When al-Qaeda took control of Timbuktu, there was understandable concern worldwide that the cultural treasures would be eliminated in the same way as the Bamiyan Buddhas had been violated. The journalistic section of this book is focused on Abdel Kader Haidara, a librarian, who managed to transport the manuscripts from both the official Ahmed Baba Library and from the vast private collections to safety. There was clearly a danger; the jihadists had already started to destroy mausoleums – Timbuktu was also known as the City of 333 Saints – because of their particular belief that a grave should not be higher than an ankle. Given the books were considered heretical, it was a brave and noble thing to move them.
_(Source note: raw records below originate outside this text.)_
PR #288, opened 2025-02-15
sheath_boundary: Add heat flux diagnostics

bendudson:
Saves total energy sink and gamma heat transmission factors.

### DIFF
--- a/include/sheath_boundary.hxx
+++ b/include/sheath_boundary.hxx
@@ -75,6 +75,9 @@ struct SheathBoundary : public Component {
   ///
   ///
   void transform(Options &state) override;
+
+  /// Save diagnostics
+  void outputVars(Options &state) override;
 private:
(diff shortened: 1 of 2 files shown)


mikekryjak:
@bendudson since `sheath-boundary` currently has several issues and is probably not conserving energy as it's missing the fixes we made for `sheath-boundary-simple` in https://github.com/bendudson/hermes-3/pull/248, I think before we modify `sheath-boundary`, we should merge the two components together. 

I think the only difference between `sheath-boundary` and `sheath-boundary-simple` is the Tskhakaya sheath gamma model, so we should implement that feature into `sheath-boundary-simple`, rename it to `sheath-boundary` and delete the old `sheath-boundary` component.

This is also important for @dschwoerer who is working on the sheath BC to add FCI compatibility.

PR #289, opened 2025-02-16
fixed-fraction-radiation: Disable core radiation by default

mikekryjak:
In fixed fraction impurity radiation models, it's assumed that the impurity fraction and cooling curve remain constant throughout the domain. In reality, the impurities in the core have a much longer residence time than ones in the edge, which reduces their radiation power to coronal levels. 

Based on conversations with David Moulton, this can be emulated by simply disabling core radiation. This can prevent runaway detachment fronts.

This PR includes the option `no_core_radiation` and sets it to **True** by default.

- [x] Implement and simple test
- [x] Test in production MAST-U case
- [x] Documentation

image
image


mikekryjak:
@bendudson ready to go

bendudson (approved):

PR #295, opened 2025-02-20
Unify docs theme with BOUT++

mikekryjak:
This PR changes the docs theme to be like BOUT++, see screenshot below. This theme is `sphinx_book_theme` and you must pip install it before building the docs locally. The theme is the same on Readthedocs as locally which helps to make the docs writing experience more predictable - we previously had a different theme locally and it made things look very different once they were up.

One thing I would appreciate feedback on is how to add `sphinx_book_theme` to some sort of python environment requirements so that users don't get confused. I don't think we give any instructions right now on how to build the documentation, so maybe we could add a documentation page on that and instruct the user to install the right theme there? Happy to do that if you think that's the right way forward.

Would also appreciate any tips on Readthedocs gotchas. I've never looked into it and I'm not sure if I'll be breaking anything here.

image

### DIFF
--- a/docs/requirements.txt
+++ b/docs/requirements.txt
@@ -1,4 +1,4 @@
 breathe
 recommonmark
-sphinx-rtd-theme
+sphinx-book-theme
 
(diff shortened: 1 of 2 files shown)


mikekryjak:
@bendudson ready to go. I just had to add the theme to readthedocs requirements.

mikekryjak:
Solves https://github.com/bendudson/hermes-3/issues/263

bendudson (approved):

Issue #299, opened 2025-02-23
Need developer docs


mikekryjak:
We need to write some docs for developers. While some things are covered by the BOUT++ documentation, there is a lot of stuff in there which is not strictly relevant to Hermes-3, and it's not easy to navigate.

I think we need sections for some key concepts, like:

- [ ] GET_VALUE and SET_VALUE (https://github.com/bendudson/hermes-3/pull/297#discussion_r1966588803)
- [ ] BOUT_FOR loops and similar (how to loop over boundary, how to tell if you're in the core)
- [ ] How boundary conditions work (e.g. we set fundamental boundary conditions and then achieve what we want with sources)
- [ ] How `collisions` works
- [ ] What should be in the header file, what should be in the source file
- [ ] Adding new options
- [ ] Adding new post-processing variables
- [ ] Some minimal content of C++ tips, e.g. what's a pointer, what's a reference, classes, templates

mikekryjak:
This is basically all done now.

PR #301, opened 2025-03-05
Misc. improvements to output diagnostics

bendudson:


mikekryjak:
This is great, I forgot that post-processing variables will be saved just once if you don't include the time dimension. This should go into https://github.com/boutproject/hermes-3/issues/299.

mikekryjak:
@bendudson This one seems useful, was there a specific reason why it's unmerged?

PR #308, opened 2025-03-14
3D FCI support

dschwoerer:
The `sheath_boundary_simple.cxx` has not been updated for a bit, but this shows how the boundary code can be simplified.


include/sheath_boundary_parallel.hxx
```diff
@@ -0,0 +1,115 @@
...
+
+  bool always_set_phi; ///< Set phi field?
+
+  Field3D wall_potential; ///< Voltage at the wall. Normalised units.
+
+  bool floor_potential; ///< Apply floor to sheath potential?
+
+  bool legacy_match{true};
+
+  Field3D fromFieldAligned(const Field3D& f) {
```
bendudson, line 92: I think these to/fromFieldAligned functions should be renamed: The caller may expect that the result is transformed, but if using FCI then it is not. That affects whether the caller can treat `f(x, y+1, z)` as being along a field line from `f(x, y, z)`.

I'm coming to the opinion that trying to handle both yup/down and field-aligned cases with the same code is going to be fragile and easy to introduce errors. I think I would prefer a Mesh- or ParallelTransform-level boolean: Are we using yup/down fields for differencing or not?

Issue #303, opened 2025-03-07
Neutral density flooring causing large slow down


PoloidalLloyd:
In low density systems the neutrals are hitting the density floor, which leads to unphysical upstream neutral temperatures, and oscillations in temperature and density that are causing large slow downs (approximately 2 orders of magnitude) in 1D. This is shown in the gif below. Despite this bug being in 1D, this could potentially cause slow downs in 2D. 

![Image](https://github.com/user-attachments/assets/6f1d9e97-2c35-4d57-9efc-2eb69614e56c)

See attached the specific case below
[corrected_fcx_on_high_density_4.8e18_start_density_floor_issues!.zip](https://github.com/user-attachments/files/19130600/corrected_fcx_on_high_density_4.8e18_start_density_floor_issues.zip)

PR #314, opened 2025-03-30
Reduce default density floor, improve 1D examples and docs

mikekryjak:
Adds new 1D example called `1D-threshold` based on `1D-recycling`. 
Also reduces the default density floor from 1e-5 to 1e-7 for `evolve_density`, `evolve_energy`, `evolve_pressure` and `evolve_momentum`. This is because the default 1e-5 was hit in `1D-recycling` and can be easily hit in 2D simulations too, in particular for neutral density in the core region. 1e-7 corresponds to the default value of `atol` so it should be fine.

Changes:

- [x] Reduce density floors to prevent unphysically low neutral temperatures (due to this bug: https://github.com/boutproject/hermes-3/issues/303)
- [x] Change sheath BC to sheath_boundary_simple and expose gamma settings
- [x] Increase upstream density to take the conditions to detachment threshold where performance is much faster due to lower target temperatures
- [x] Improve comments 
- [x] Remove contents of `README.md` and replace with reference to documentation
- [x] Move all other 1D examples into a directory called `extra`. This is to indicate that they may be out of date or not work as expected.
- [x] Redo gif animation
- [x] Update documentation
- [x] Fix doc figure
- [x] Fix floor test fail


mikekryjak:
@bendudson ready for review

bendudson (approved):
Thanks @mikekryjak !

Issue #305, opened 2025-03-12
Crash if SOL/PFR recycling is disabled but pump enabled


mikekryjak:
This recent change made sure that recycling diagnostics are done per channel:
https://github.com/boutproject/hermes-3/commit/89adbfd4a14fa2095d08e4234b6b1aee6c010980

This moves the initialisation and allocation of the diagnostics into an if statement which is true if SOL/PFR recycling is enabled:
https://github.com/boutproject/hermes-3/blob/1e067b8690608eaf9ac845f1205d0e1bc24cbbef/src/recycling.cxx#L286-L289

Which causes a crash when SOL/PFR recycling is disabled but the pump is enabled:

> Monitor signalled to quit (exception set_with_attrs: Field3D assigned to Sd_pump is not allocated)
Error encountered: set_with_attrs: Field3D assigned to Sd_pump is not allocated

There needs to be an exception if this combination of options is chosen, because the pump uses SOL/PFR recycling machinery and so requires it to be enabled.

bendudson:
Fixed by #324

Issue #250, opened 2024-08-28
Radial recycling causes crash on cold start in 2D with core sources


mikekryjak:
I have just started a simulation on a new grid and wanted to do it from scratch. I was only able to start the simulation without core sources and with everything turned down/off, as per the last time I did this with the MAST-U cases.

I just did some more testing and found that the case can be started from cold with all the bells and whistles (core sources present, final density and pressure settings, etc) if radial recycling is disabled. 

This suggests there is likely a bug in `recycling.cxx` which causes an unphysical situation only at the very start of the solution.

mikekryjak:
The error message is as below and can be worked around by disabling SOL and PFR recycling:

> ====== Back trace ======
>  -> virtual void Recycling::transform(Options&) on line 148 of '/users/mjk557/scratch/hermes-3/src/recycling.cxx'
> 
> ====== Exception thrown ======
> Setting invalid value for 'species:d:density_source'

bendudson:
Closed by #324

PR #324, opened 2025-04-04
Add flooring to neutral pump 

mikekryjak:
Solves https://github.com/boutproject/hermes-3/issues/250
Solves https://github.com/boutproject/hermes-3/issues/305

There has been a bug for ages which causes a crash when starting a case with radial recycling from scratch. Turns out it's actually a problem with the pump. I put a free BC in there:

https://github.com/boutproject/hermes-3/blob/a33e1ba046a4090ac588dc53ab1ff0017515c0ff/src/recycling.cxx#L352-L358

This is a problem as neutrals are often initialised with zero density, causing a divide by zero and the error message:

> ====== Exception thrown ======
Setting invalid value for 'species:d:density_source'

I have now floored density, pressure and temperature:

https://github.com/boutproject/hermes-3/blob/d8232ba74430d92cb21fb462d90e300482c1161c/src/recycling.cxx#L175-L177

The floored values are only used in the calculations of sheath neutral quantities, nowhere else as I can't spot any other bits that would require it:

https://github.com/boutproject/hermes-3/blob/d8232ba74430d92cb21fb462d90e300482c1161c/src/recycling.cxx#L359-L370

### DIFF
--- a/src/recycling.cxx
+++ b/src/recycling.cxx
@@ -42,6 +42,9 @@ Recycling::Recycling(std::string name, Options& alloptions, Solver*) {
                          .doc("Name of the species to recycle into")
                          .as<std::string>();
 
+    density_floor = options["density_floor"].doc("Minimum density floor").withDefault(1e-7);
+    pressure_floor = density_floor * (1./get<BoutReal>(alloptions["units"]["eV"]));
+
     diagnose =
       from_options["diagnose"].doc("Save additional diagnostics?").withDefault<bool>(false);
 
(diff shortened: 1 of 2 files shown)


mikekryjak:
@bendudson ready for review. Not sure why the docs are failing to build, seems spurious.

src/recycling.cxx
```diff
@@ -353,13 +360,13 @@ void Recycling::transform(Options& state) {
               // These are NOT communicated back into state and will exist only in this component
               // This will prevent neutrals leaking through cross-field transport from neutral_mixed or other components
               // While enabling us to still calculate radial wall fluxes separately here
-              BoutReal nnguard = SQ(Nn[i]) / Nn[is];
-              BoutReal pnguard = SQ(Pn[i]) / Pn[is];
-              BoutReal tnguard = SQ(Tn[i]) / Tn[is];
+              BoutReal nnguard = SQ(Nnlim[i]) / Nnlim[is];
```
bendudson, line 363: Question here: If using `SQ(Nnlim)` / Nnlim then the guard value will never fall below the floor. If `Nn` is lower than `Nnlim` then nnguard will be greater than Nn. A possibility is to use `SQ(Nn[i]) / Nnlim[is]` so that the guard cell value goes to zero as `Nn` goes to zero.

bendudson (approved):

As was said at the sacking of the Library of Alexandria, “if they agree they are superfluous, if they disagree they are blasphemous”. But the excellence of this story lies in it being more complicated than one of brave librarians using subterfuge to outwit dimwit terrorists. There are multiple, conflicting accounts. Even the book that the earlier explorers sought turns out not to be exactly what they thought – a deduction made, ironically, by a German scholar who studied graves.

This is a difficult but rewarding account. It does have several literary virtues – significant things are revealed in a choreographed manner – and it has the slight failing of gabbled detail. Occasionally, one does not need to know everything. That said, after reading it I felt I knew more, cared more and wanted to know more.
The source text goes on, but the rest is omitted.